### RECORDS FOR THE EXERCISE

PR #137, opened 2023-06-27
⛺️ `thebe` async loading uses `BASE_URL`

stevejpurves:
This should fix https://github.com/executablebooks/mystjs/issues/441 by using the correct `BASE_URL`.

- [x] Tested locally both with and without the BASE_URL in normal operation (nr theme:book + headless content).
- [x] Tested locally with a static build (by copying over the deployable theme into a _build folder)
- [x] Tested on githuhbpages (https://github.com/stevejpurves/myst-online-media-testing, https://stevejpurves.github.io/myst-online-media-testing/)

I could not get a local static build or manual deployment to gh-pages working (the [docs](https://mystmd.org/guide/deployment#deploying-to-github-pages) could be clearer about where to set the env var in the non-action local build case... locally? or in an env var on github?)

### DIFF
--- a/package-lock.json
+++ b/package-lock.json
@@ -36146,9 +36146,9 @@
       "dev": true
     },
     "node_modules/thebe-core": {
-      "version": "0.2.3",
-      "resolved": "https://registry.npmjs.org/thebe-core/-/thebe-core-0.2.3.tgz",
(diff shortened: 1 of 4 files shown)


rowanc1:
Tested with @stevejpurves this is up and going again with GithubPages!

######

◆ TRY IT
Some lines above contain the word "static". Copy each of them.

◆ SOLUTION TO THE PROBLEM
- [x] Tested locally with a static build (by copying over the deployable theme into a _build folder)
I could not get a local static build or manual deployment to gh-pages working (the [docs](https://mystmd.org/guide/deployment#deploying-to-github-pages) could be clearer about where to set the env var in the non-action local build case... locally? or in an env var on github?)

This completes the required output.